With the latest versions of madwifi-driver, you need to create a separate iface for each mode you want to use so if you need to use monitor mode, try this:

```
# wlanconfig ath create wlandev wifi0 wlanmode monitor
```

the output of this should be:

```
ath1
```

Now you have a brand new ath1 that you can put into monitor mode with:

```
# iwconfig ath1 mode monitor
```

And if you want this ath1 to be created on each startup, you should add this to /detc/udev/rules.d/65-madwifi.rules:

```
KERNEL=="wifi[0-9]*", DRIVER=="ath_pci", ACTION=="add", RUN+="/sbin/wlanconfig ath create wlandev %k wlanmode monitor"
```

(only works with >=udev-081)

Have fun!   :Smile: 

----------

## MKV21

Hey,

after 

wlanconfig ath create wlandev wifi0 wlanmode monitor

i have an interface with mode monitor. But it is still not possible to start kismet:

 *Quote:*   

> No specific sources given to be enabled, all will be enabled.
> 
> Enabling channel hopping.
> 
> Enabling channel splitting.
> ...

 

I think kismet wants to set the card manually in monitor mode (and doesnt't know that it is already in monitor mode), but with the new drivers a mode change is impossible (right?).

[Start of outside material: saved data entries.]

PR #5913, opened 2021-12-16
chore: send better formatted errors to sentry

MounirDhahri:

### Description

- The exceptions that we receive in Sentry are either named `<unknown>` or `RRNLRequestError`. This makes it harder to understand them unless we open their particular page. The goal from this PR is to take advantage of the `formatGraphQLErrors()` API in `react-relay-network-modern` to make our dashboard easier to understand.

Group 14

Group 13

### To the reviewers 👀

-

#### iOS user-facing changes

-

-

#### Dev changes

- send better formatted errors to sentry - mounir

</details>

### DIFF
--- a/src/lib/ErrorReporting.ts
+++ b/src/lib/ErrorReporting.ts
@@ -4,11 +4,8 @@ import Config from "react-native-config"
 import { sentryReleaseName } from "../../app.json"
 import { GlobalStore, useFeatureFlag } from "./store/GlobalStore"
 
-export const setupSentry = (
-  props: Partial<Sentry.ReactNativeOptions> = {},
-  captureExceptionsInSentryOnDev = !__DEV__
-) => {
-  if (!captureExceptionsInSentryOnDev && Config.SENTRY_DSN) {
+export const setupSentry = (props: Partial<Sentry.ReactNativeOptions> = {}, captureExceptions = !__DEV__) => {
+  if (!captureExceptions && Config.SENTRY_DSN) {
     Sentry.init({
       dsn: Config.SENTRY_DSN,
       release: sentryReleaseName,
--- a/src/lib/ErrorReporting.ts
+++ b/src/lib/ErrorReporting.ts
@@ -2,10 +2,13 @@ import * as Sentry from "@sentry/react-native"
 import { useEffect } from "react"
 import Config from "react-native-config"
 import { sentryReleaseName } from "../../app.json"
-import { GlobalStore } from "./store/GlobalStore"
+import { GlobalStore, useFeatureFlag } from "./store/GlobalStore"
 
-export const setupSentry = (props: Partial<Sentry.ReactNativeOptions> = {}) => {
-  if (!__DEV__ && Config.SENTRY_DSN) {
+export const setupSentry = (
+  props: Partial<Sentry.ReactNativeOptions> = {},
+  captureExceptionsInSentryOnDev = !__DEV__
+) => {
+  if (!captureExceptionsInSentryOnDev && Config.SENTRY_DSN) {
     Sentry.init({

Any ideas how to fix that?

Thanks in advance,

MikeLast edited by MKV21 on Wed Feb 15, 2006 7:34 am; edited 1 time in total

----------

## SuperMegaMau

I had problem too, so I went to the madwifi divers page and got the "old code",

```
 svn checkout http://svn.madwifi.org/branches/madwifi-old madwifi-old 
```

This "old code" does not support that virtual interfaces thing but it works great with kismet. I think at some point of the project they decided to change the architecture completely and keep the old one as well, so they split it into "old code" and "ng". Dont know if this is true or not, just my understanding...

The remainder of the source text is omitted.